Treuhandbeteiligungen – und der Haftungsausschluss

Die Klauseln eines formularmäßigen Treuhandvertrages unterliegen als Allgemeine Geschäftsbedingungen einer objektiven Auslegung.

Danach sind diese ausgehend von den Interessen, Vorstellungen und Verständnismöglichkeiten eines rechtlich nicht vorgebildeten Durchschnittskunden einheitlich so auszulegen, wie sie von verständigen und redlichen Vertragspartnern unter Abwägung der Interessen der normalerweise beteiligten Verkehrskreise verstanden werden1.

Außer Betracht bleiben dabei Verständnismöglichkeiten, die zwar theoretisch denkbar, praktisch aber fernliegend und nicht ernstlich in Betracht zu ziehen sind2. Die Auslegung durch das Berufungsgericht ist revisionsrechtlich uneingeschränkt nachprüfbar3.

Fraglich erscheint dabei dem Bundesgerichtshof bereits, ob die Regelungen eines Treuhand- und Verwaltungsvertrages auf eine mögliche Haftung der Treuhänderin, die diese infolge ihrer Stellung als Gesellschafterin und gerade nicht in ihrer Funktion als Treuhänderin trifft, überhaupt zur Anwendung gelangen. Das konnte orliegend aber dahingestellt bleiben.
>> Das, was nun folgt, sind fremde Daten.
PR #2162, opened 2018-08-28
Migrate to new Heading Typography (Add Text mixins)

hepiyellow:


src/TableToolbar/TableToolbar.js
```diff
@@ -17,9 +18,9 @@ Title.propTypes = {
 
 export const SelectedCount = props => {
   return (
-    <span className={typography.t2}>
+    <Text weight="normal" size="medium">
       {props.children}
-    </span>
```
lbelinsk: Default props

PR #2174, opened 2018-08-30
`<Page/>` - Add ellipsis to Header title and subtitle

hepiyellow:
Needed to add css rules to make the containers of the title limited in width, so the ellipsis would work (otherwise the title element simply gets wider and overflows).

Fixes https://github.com/wix-private/wsr-issues/issues/224


shlomitc:
What happens if someone passes a node instead of a pure string text? For example, a drop down or an input. How will it affect it?

shlomitc:
as long as it doesn't have any unpredictable side effect on the node, I'm good with handling only the text

hepiyellow:
I think it doesn't have any side-effects.
I made [this PR](https://github.com/wix/wix-style-react/pull/2182) that makes sure there are no side-effects.
But I want to wait for @Faradey27 to give his opinion about it.

hepiyellow:
After talking with Andrii, I confirmed that there is no harmful side-effect.
Although, consumers should be aware that the Page title is using `text-overflow: ellipsis`, so they can pass some node which is valid for ellipsis to work.
I'll add this to the docs.

src/PageHeader/PageHeader.e2e.js
```diff
@@ -0,0 +1,32 @@
...
+    await browser.get(testStoryUrl(testName));
+    const driver = pageHeaderTestkitFactory({dataHook});
+    await waitForVisibilityOf(driver.element(), 'Cannot find PageHeader');
+    return driver;
+  };
+
+
+  describe('Title only', async () => {
+    eyes.it('should disaply an ellipsed title and subtitle', async () => {
+      await initTest('1. Ellipsed Title and Subtitle', {
```
shlomitc: the object is not used

src/PageHeader/PageHeader.js
```diff
@@ -137,12 +137,12 @@ PageHeader.propTypes = {
   hasBackgroundImage: PropTypes.bool,
   /** Wix-Style-React Breadcrumbs component */
   breadcrumbs: PropTypes.node,
-  /** The main title text */
+  /** The main title text. This text is wrapped with `<Heading ellipsis/>` so the passed node (or result of function) should be a valid node that `text-overflow: ellipsis` can be applied to. */
```
shlomitc: the new comments are redundant in my opinion.

stories/PageHeader/PageHeaderTestStories.js
```diff
@@ -0,0 +1,41 @@
...
+      title="PageHeader title - very very long very very long very very long very very long very very long"
+      subtitle="PageHeader subtitle - very very long very very long very very long very very long very very long very very long very very long"
+      actionsBar={
+        <Button>Action</Button>
+      }
+      showBackButton
+      onBackClicked={() => null}
+      />
+  </PageHeaderContainer>
+    ));
```
shlomitc: lint and indent this file

PR #2178, opened 2018-08-30
WIP - DONT MERGE - Version 4 ts alpha

hepiyellow:
Issues:
- I wanted to upgrade first to yoshi 3, in order to use new tsline eslint yoshi preset.
- Upgrading to yoshi 3 has an issue with stylsheets not loaded in storybook.


shlomitc:
I don't want typescript to be added at the moment to our project.
It has a lot of overhead and we will still lack the `d.ts` files as we allow `js` files. so there is no value for the consumer of the library.

Thanks for the understanding

PR #2179, opened 2018-08-31
Allowed custom className to be passed to Sidemenu components

rghorbani:
### What changed

Added className prop to Sidemenu components

### Why it changed

allowing to customize sidemenu style through passing className

---

- [x] Change is tested
- [x] Change is documented
- [x] Build is green


rghorbani:
Any thoughts? @shlomitc @Faradey27 
It will allow independent developers like me to customize their design without doing any harm to original Wix design (As falsy values are just ignored in [classnames](https://github.com/JedWatson/classnames#usage) if className is not set).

Denn dem Treuhandvertrag war schon nach seinem Wortlaut nicht zu entnehmen, dass die Treuhänderin von einer Haftung aus Verschulden bei Vertragsschluss infolge Verletzung der Aufklärungspflicht über falsche oder irreführende Angaben im Prospekt freigezeichnet werden soll. Der in der Klausel zunächst enthaltene Ausschluss von „weitergehenden Prüfungspflichten“ lässt sich nicht isoliert betrachten, sondern erklärt sich im Zusammenhang mit den ihm folgenden Regelungen. Danach bezieht sich die Prüfungspflicht zwar nicht nur, aber „insbesondere“ auf Fragen der Zweckmäßigkeit und Wirtschaftlichkeit der jeweils individuellen Anlageentscheidung eines Beitretenden ...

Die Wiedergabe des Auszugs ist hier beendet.